▶ _Problem statement_
The full set of entries below needs to be written out exactly.

******************************

PR #1511, opened 2026-02-18
ci: Check lowest py dependencies

aborgna-q:
Checks that the library works with `uv --resolution=lowest-direct` in the release checks.

Requires some fixes/version bumps for tests to pass.

drive-by: Remove test enabling the `tket` extra, since it's now a no-op (#1440).

### DIFF
--- a/.github/workflows/release-checks.yml
+++ b/.github/workflows/release-checks.yml
@@ -25,10 +25,9 @@ jobs:
     # Check if we are running on a release PR, targeting some branch (sits in the middle of the release branch name)
     #
     # release-please always uses this branch name.
-    # TODO: Removed if for testing, re-enable before merging
-    # if: |
-    #  github.event_name == 'workflow_dispatch' ||
-    #  (startsWith(github.head_ref, 'release-please--') && endsWith(github.head_ref, '--components--guppylang-internals'))
+    if: |
+     github.event_name == 'workflow_dispatch' ||
+     (startsWith(github.head_ref, 'release-please--') && endsWith(github.head_ref, '--components--guppylang-internals'))
     strategy:
       fail-fast: false
       matrix:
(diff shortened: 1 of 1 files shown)


.github/workflows/release-checks.yml
```diff
@@ -54,18 +62,3 @@ jobs:
         run: uv run --no-sync ruff check guppylang
       - name: Run tests
         run: uv run --no-sync pytest
```
maximilianruesch: If there is a `--no-sync` env variable, can we enable parallelism for tests as a drive by here?

.github/workflows/release-checks.yml
```diff
@@ -14,18 +14,24 @@ on:
...
   py-release:
-    name: Check `guppylang` release compatibility
+    name: Check `guppylang` release compatibility with ${{ matrix.target.resolution }} dependencies
     runs-on: ubuntu-latest
     # Check if we are running on a release PR.
     #
     # release-please always uses this branch name.
-    if: ${{ github.event_name == 'workflow_dispatch' || github.head_ref == 'release-please--branches--main--components--guppylang' }}
+    # TODO: Removed if for testing, re-enable before merging
+    #if: ${{ github.event_name == 'workflow_dispatch' || github.head_ref == 'release-please--branches--main--components--guppylang' }}
```
maximilianruesch: I think this should also be run when release please targets non-main branches. The check could maybe be: starts with `release-please` and ends with `components--guppylang`?

maximilianruesch:
Issues found
---
Some of the current checks rightfully fail (tests even fail to execute), since there is an API mismatch between the latest released `guppylang-internals` and the local `guppylang` (which is already adapted to the unreleased one). 

 -> Perhaps we should include release checks for `guppylang-internals` as well, where both packages are installed from local source with lowest-direct and highest dependencies, to catch dependency issues earlier?

--- 
A mypy check fails because there are missing generic parameters for a `numpy` type. Our compatible versions range from `numpy==2.0.0` to `numpy==2.4.2`, and we would have to raise the lower bound to `numpy==2.2.0` to satisfy mypy here. Adding a `type: ignore` is infeasible since it will be flagged by any other mypy check that is running in an environment with a newer numpy version.

-> Unclear what the best strategy is. Bumping numpy by two minors just because of a mypy complaint that does nothing at runtime seems a bit overkill.

.github/workflows/release-checks.yml
```diff
@@ -14,18 +14,26 @@ on:
...
-    name: Check `guppylang` release compatibility
+  check-release-guppylang-internals:
+    name: Check `guppylang-internals` release compatibility with ${{ matrix.target.resolution }} dependencies
     runs-on: ubuntu-latest
-    # Check if we are running on a release PR.
+    # Check if we are running on a release PR, targeting some branch (sits in the middle of the release branch name)
     #
     # release-please always uses this branch name.
-    if: ${{ github.event_name == 'workflow_dispatch' || github.head_ref == 'release-please--branches--main--components--guppylang' }}
+    # TODO: Removed if for testing, re-enable before merging
```
aborgna-q: Don't forget to undo this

******************************

▶ _Completed task_
PR #1511, opened 2026-02-18
ci: Check lowest py dependencies

aborgna-q:
Checks that the library works with `uv --resolution=lowest-direct` in the release checks.

Requires some fixes/version bumps for tests to pass.

drive-by: Remove test enabling the `tket` extra, since it's now a no-op (#1440).

### DIFF
--- a/.github/workflows/release-checks.yml
+++ b/.github/workflows/release-checks.yml
@@ -25,10 +25,9 @@ jobs:
     # Check if we are running on a release PR, targeting some branch (sits in the middle of the release branch name)
     #
     # release-please always uses this branch name.
-    # TODO: Removed if for testing, re-enable before merging
-    # if: |
-    #  github.event_name == 'workflow_dispatch' ||
-    #  (startsWith(github.head_ref, 'release-please--') && endsWith(github.head_ref, '--components--guppylang-internals'))
+    if: |
+     github.event_name == 'workflow_dispatch' ||
+     (startsWith(github.head_ref, 'release-please--') && endsWith(github.head_ref, '--components--guppylang-internals'))
     strategy:
       fail-fast: false
       matrix:
(diff shortened: 1 of 1 files shown)


.github/workflows/release-checks.yml
```diff
@@ -54,18 +62,3 @@ jobs:
         run: uv run --no-sync ruff check guppylang
       - name: Run tests
         run: uv run --no-sync pytest
```
maximilianruesch: If there is a `--no-sync` env variable, can we enable parallelism for tests as a drive by here?

.github/workflows/release-checks.yml
```diff
@@ -14,18 +14,24 @@ on:
...
   py-release:
-    name: Check `guppylang` release compatibility
+    name: Check `guppylang` release compatibility with ${{ matrix.target.resolution }} dependencies
     runs-on: ubuntu-latest
     # Check if we are running on a release PR.
     #
     # release-please always uses this branch name.
-    if: ${{ github.event_name == 'workflow_dispatch' || github.head_ref == 'release-please--branches--main--components--guppylang' }}
+    # TODO: Removed if for testing, re-enable before merging
+    #if: ${{ github.event_name == 'workflow_dispatch' || github.head_ref == 'release-please--branches--main--components--guppylang' }}
```
maximilianruesch: I think this should also be run when release please targets non-main branches. The check could maybe be: starts with `release-please` and ends with `components--guppylang`?

maximilianruesch:
Issues found
---
Some of the current checks rightfully fail (tests even fail to execute), since there is an API mismatch between the latest released `guppylang-internals` and the local `guppylang` (which is already adapted to the unreleased one). 

 -> Perhaps we should include release checks for `guppylang-internals` as well, where both packages are installed from local source with lowest-direct and highest dependencies, to catch dependency issues earlier?

--- 
A mypy check fails because there are missing generic parameters for a `numpy` type. Our compatible versions range from `numpy==2.0.0` to `numpy==2.4.2`, and we would have to raise the lower bound to `numpy==2.2.0` to satisfy mypy here. Adding a `type: ignore` is infeasible since it will be flagged by any other mypy check that is running in an environment with a newer numpy version.

-> Unclear what the best strategy is. Bumping numpy by two minors just because of a mypy complaint that does nothing at runtime seems a bit overkill.

.github/workflows/release-checks.yml
```diff
@@ -14,18 +14,26 @@ on:
...
-    name: Check `guppylang` release compatibility
+  check-release-guppylang-internals:
+    name: Check `guppylang-internals` release compatibility with ${{ matrix.target.resolution }} dependencies
     runs-on: ubuntu-latest
-    # Check if we are running on a release PR.
+    # Check if we are running on a release PR, targeting some branch (sits in the middle of the release branch name)
     #
     # release-please always uses this branch name.
-    if: ${{ github.event_name == 'workflow_dispatch' || github.head_ref == 'release-please--branches--main--components--guppylang' }}
+    # TODO: Removed if for testing, re-enable before merging
```
aborgna-q: Don't forget to undo this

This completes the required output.